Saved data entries
PR #880, opened 2023-01-04
Add OARO costing method

luohezhiming:
## Fixes/Resolves:

## Summary/Motivation:
Add OARO costing method and optimization for flowsheet

- add OARO costing method
- add cost optimization for OARO flowsheet

### Legal Acknowledgement


watertap/costing/units/osmotically_assisted_reverse_osmosis.py
```diff
@@ -0,0 +1,82 @@
...
+@register_costing_parameter_block(
+    build_rule=build_osmotically_assisted_reverse_osmosis_cost_param_block,
+    parameter_block_name="osmotically_assisted_reverse_osmosis",
+)
+def cost_high_pressure_osmotically_assisted_reverse_osmosis(blk):
+    cost_membrane(
+        blk,
+        blk.costing_package.osmotically_assisted_reverse_osmosis.high_pressure_membrane_cost,
+        blk.costing_package.osmotically_assisted_reverse_osmosis.factor_membrane_replacement,
+    )
```
MarcusHolly, line 86: LGTM - just one question.

This is my first time looking at the new costing method, but is there a reason lines 78-82 can't just be substituted directly into line 65? I don't see why it's necessary to make a separate function for the high_pressure case, so it might just be better to condense everything into one function.

luohezhiming: I followed up the original RO module, the unit model costs in our current framework only depend on membrance cost and replacement factor. They take two cases (normal and high pressure) into consideration when implementing the flowsheet. For this part, it does not matter to create a seprate function to represent high pressure case, maybe they consider some potential modifications of details for it. I believe it does not harm to keep this function.

MarcusHolly (approved):

watertap/costing/units/osmotically_assisted_reverse_osmosis.py
bknueven: @MarcusHolly this is so you can just specify the method `cost_high_pressure_osmotically_assisted_reverse_osmosis` directly as the costing method. E.g., you can do
```python
m.fs.unit.costing = UnitModelCostingBlock(
    flowsheet_costing_block=m.fs.costing
    costing_method=cost_high_pressure_osmotically_assisted_reverse_osmosis,
)
```

Of course, you can also do
```python
m.fs.unit.costing = UnitModelCostingBlock(
    flowsheet_costing_block=m.fs.costing
    costing_method_arguments={"oaro_type":OAROType.high_pressure},
)
```
though its a bit more verbose. We opt to allow a user to use either method for maximum flexibility.

bknueven (commented):
The `initialize_system` function in the oaro flowsheet should call `m.fs.costing.initialize()` after the units are initialized. See, e.g., line 812 of the LSSRO flowsheet: https://github.com/watertap-org/watertap/blob/fbf53a48473fb5241337052f814458e35426ffac/watertap/examples/flowsheets/lsrro/lsrro.py#L782-L812

watertap/costing/units/osmotically_assisted_reverse_osmosis.py
```diff
@@ -0,0 +1,82 @@
...
+    blk.membrane_cost = pyo.Var(
+        initialize=30,
+        doc="Membrane cost",
+        units=pyo.units.USD_2018 / (pyo.units.meter**2),
+    )
+    blk.high_pressure_membrane_cost = pyo.Var(
+        initialize=50,
+        doc="Membrane cost",
+        units=pyo.units.USD_2018 / (pyo.units.meter**2),
+    )
```
bknueven, line 45: Do we have a source of these numbers, or are the just notional? If there is a source, we should include it.

luohezhiming:
> The `initialize_system` function in the oaro flowsheet should call `m.fs.costing.initialize()` after the units are initialized. See, e.g., line 812 of the LSSRO flowsheet:
> 
> https://github.com/watertap-org/watertap/blob/fbf53a48473fb5241337052f814458e35426ffac/watertap/examples/flowsheets/lsrro/lsrro.py#L782-L812

Thanks for pointing out this, I've added costing initialization after all units are initialized.

watertap/costing/units/osmotically_assisted_reverse_osmosis.py
luohezhiming: We are following previous paper of Tim and Adam, they provided values for the OARO modules. @adam-a-a can you indicate me which paper is better for reference?

luohezhiming: @bknueven , I added citations for the source of these costing parameter values

bknueven (approved):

Assigned task >>
Where in the records above does the word "luohezhiming" appear? Copy each line that holds it.

Response to the exercise >>
luohezhiming:
luohezhiming: I followed up the original RO module, the unit model costs in our current framework only depend on membrance cost and replacement factor. They take two cases (normal and high pressure) into consideration when implementing the flowsheet. For this part, it does not matter to create a seprate function to represent high pressure case, maybe they consider some potential modifications of details for it. I believe it does not harm to keep this function.
luohezhiming:
luohezhiming: We are following previous paper of Tim and Adam, they provided values for the OARO modules. @adam-a-a can you indicate me which paper is better for reference?
luohezhiming: @bknueven , I added citations for the source of these costing parameter values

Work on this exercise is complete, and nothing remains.